Support Questions

Find answers, ask questions, and share your expertise

Is order really important for hook notifiication?

avatar
Explorer

Hi all,

I've been reading the Atlas code and understanding the Atlas architecture recently. Among them, the choice of Kafka as a message mechanism got my interest.

We know that Kafka is design for order message processing, but is order really important for Hooks to report change?

Thanks,

Eva

1 ACCEPTED SOLUTION

avatar
Super Collaborator

Yes , it is important.

Consider there are 2 events from Hive :

1. Rename an Hive table ( example : employee to employee_personal)

2. Add a column to the renamed Hive table. ( add address field to employee_personal)

When Atlas Hive hook is configured , messages are sent for the above 2 events.

Say , If message #2 is received first by Atlas first , employee_personal is not yet known to Atlas. Hence Atlas creates employee_personal hive_table entity with address field column + other columns.

then , when message #1 is received , Atlas renames existing employee hive_table entity to employee_personal .

Now , there are 2 employee_personal entities in Atlas, whereas in Hive , there is only 1 employee_personal table

Hence , order is *very* important for Atlas being a Governance and Metadata management framework!

View solution in original post

3 REPLIES 3

avatar
Super Collaborator

Yes , it is important.

Consider there are 2 events from Hive :

1. Rename an Hive table ( example : employee to employee_personal)

2. Add a column to the renamed Hive table. ( add address field to employee_personal)

When Atlas Hive hook is configured , messages are sent for the above 2 events.

Say , If message #2 is received first by Atlas first , employee_personal is not yet known to Atlas.

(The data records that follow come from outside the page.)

PR #111, opened 2022-06-22
Replace Ginkgo and Gomega with Testify

sergefdrv:
Some of the reasons to prefer native Go testing with Testify:
 - Ginkgo doesn't seem very convenient to use, e.g. running an
   arbitrary subset of tests
 - Ginkgo doesn't seem to have native integration with Go's benchmark
   or fuzz testing facilities


matejpavlovic (approved):
👍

Hence Atlas creates employee_personal hive_table entity with address field column + other columns.

then , when message #1 is received , Atlas renames existing employee hive_table entity to employee_personal .

Now , there are 2 employee_personal entities in Atlas, whereas in Hive , there is only 1 employee_personal table

Hence , order is *very* important for Atlas being a Governance and Metadata management framework!

avatar
Explorer

Thank you very much Sharmadha!

But I still have one puzzle regarding to the order, take the example you presented:

1. say message#1 is sent but not processed yet.

2. when action#2 is taken, hook will consider employee_personal is not yet known to Atlas

3. in this case the entities contained in message#2 will have a new entity about this table, will that also result in 2 employee_personal entities in Atlas?

Thanks,

Eva

avatar
Super Collaborator

Eva Xiao , Messages are processed in the order they are received by Atlas.

If message#1 has any error , only then message#2 is processed and action#3 specified by you can happen.